People v. Self
Before: Nicholson
Opinion
NICHOLSON, J. The Welfare and Institutions Code provides that a juvenile court may find a 14- or 15-year-old unfit to be dealt with under the juvenile court law if the district attorney alleges the minor committed one of the offenses (hereafter, a predicate offense) specified in Welfare and Institutions Code section 707, subdivision (d). (Further statutory references are to the Welfare and Institutions Code.) If the juvenile court makes such a finding, the district attorney may proceed against the minor in the superior court under the criminal law. (§ 707.1, subd. (a).) Here, we decide whether the superior court must return the case to the juvenile court if the minor is convicted of nonpredicate offenses but the predicate offense is dismissed.

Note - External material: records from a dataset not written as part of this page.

PR #5940, opened 2026-08-12
feat(logback): [Logs and Metrics Enable Flags 1] Add Logs opt-in

adinauer:
## PR Stack (Logs and Metrics Enable Flags)

- #5939
- #5940
- #5941
- #5942
- #5943
- #5945
- #5946
- #5947
- #5949
- #5950
- #5951
- #5952
- #5953
- #5954
- #5955
- #5956
- #5957
- #5960
- #5961
- #5964
- #5966
- #5970

---

## :scroll: Description

Adds a `logsEnabled` option to the Logback `SentryAppender`. The option defaults to `false` and can be configured through Java or Logback XML.

The appender now requires both this local opt-in and the existing aggregate core Logs flag before forwarding Logback records as Sentry Logs. Event and breadcrumb capture remain unchanged.

Logging integrations need explicit local opt-ins before the aggregate core Logs flag can be removed later in this stack. This prevents applications from unexpectedly forwarding framework logs when core Logs capture becomes available without a global enable flag.

- `./gradlew :sentry-logback:test`
- Added tests for the default-disabled behavior, explicit opt-in, and independent event/breadcrumb capture

## :pencil: Checklist

## :crystal_ball: Next steps

Continue adding integration-local Logs opt-ins before removing the aggregate core Logs flag.

### DIFF
--- a/sentry-logback/api/sentry-logback.api
+++ b/sentry-logback/api/sentry-logback.api
@@ -14,6 +14,8 @@ public class io/sentry/logback/SentryAppender : ch/qos/logback/core/Unsynchroniz
 	public fun getMinimumBreadcrumbLevel ()Lch/qos/logback/classic/Level;
 	public fun getMinimumEventLevel ()Lch/qos/logback/classic/Level;
 	public fun getMinimumLevel ()Lch/qos/logback/classic/Level;
+	public fun isEnableLogs ()Z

After the district attorney alleged that 15-year-old Erik R. Self committed attempted murder (a predicate offense) and other offenses (nonpredicate offenses), the juvenile court found him unfit to be dealt with under the juvenile court law. In the superior court, the minor was tried and convicted by jury of first and second degree burglary and assault with a deadly weapon (nonpredicate offenses). The jury also found he used a deadly weapon and inflicted great bodily injury. However, the jury hung on the attempted murder charge, and the court dismissed that charge on the district attorney’s motion. After denying the minor’s motion to return the case to the juvenile court, the superior court sentenced him to state prison for 10 years.
We conclude the superior court was not required to return the case to the juvenile court after it dismissed the attempted murder charge. Accordingly, we affirm.
[61]Facts
On February 26, 1995, at approximately 12:30 a.m., the minor and a friend went to Denise Birchfield’s home to steal her car. The minor broke into Birchfield’s car, found her spare house key in a door pocket and entered the house to search for her car keys.
Birchfield was awakened by the sound of the key turning the lock on her front door. After seeing the entry light come on and hearing noises coming from the kitchen, she called out her son’s name, thinking he had come home late. As she got out of bed and walked down the hall, she saw a light go out. She approached the family room and observed someone in the comer holding an object. Before she could react or say anything, the minor stabbed her with a knife twice just below her right breast. She fell to the floor, and he stabbed her twice in the left leg and once in the left ear. One of the stabbings lacerated her liver, which was potentially life threatening.